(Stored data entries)
################

PR #554, opened 2018-07-10
8613 add link to public loan card

arisah-ijeoma:
I branched off #547 so it has to be merged into it first before #547 goes into develop

### DIFF
--- a/app/models/loan.rb
+++ b/app/models/loan.rb
@@ -87,9 +87,9 @@ class Loan < Project
     scoped = scoped.status(params[:status]) if params[:status] != 'all'
 
     if params[:division] != 'all'
-      division_ids = Division.find_by(short_name: params[:division])&.self_and_descendant_ids
+      division_ids = Division.find_by(short_name: params[:division])&.self_and_descendants&.select(&:public?)&.map(&:id)
     else
-      division_ids = Division.root.descendant_ids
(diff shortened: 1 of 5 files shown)


app/models/loan.rb
```diff
@@ -87,9 +87,9 @@ def self.filter_by_params(params)
     scoped = scoped.status(params[:status]) if params[:status] != 'all'
 
     if params[:division] != 'all'
-      division_ids = Division.find_by(short_name: params[:division])&.self_and_descendant_ids
+      division_ids = Division.find_by(short_name: params[:division])&.self_and_descendants&.select(&:public?)&.map(&:id)
     else
-      division_ids = Division.root.descendant_ids
+      division_ids = Division.root.descendants.select(&:public?)&.map(&:id)
```
meltheadorable: I _think_ this would be cleaner and a little more efficient, but should still work. In this version you are only using DB queries, so there's no iterating over ruby methods. In theory this works, because `closure_tree` returns chainable scopes.

```ruby
if params[:division] != 'all'
  division_ids = Division.find_by(short_name: params[:division])&.self_and_descendants&.where(public: true)&.pluck(:id)
else
  division_ids = Division.root.descendants.&where(public: true).&pluck(:id)
end
```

################

§ **DESCRIPTION OF THE TASK**
For every line above that includes the string "models", copy the line.

§ **ANSWER FOR THIS EXERCISE**
--- a/app/models/loan.rb
+++ b/app/models/loan.rb
app/models/loan.rb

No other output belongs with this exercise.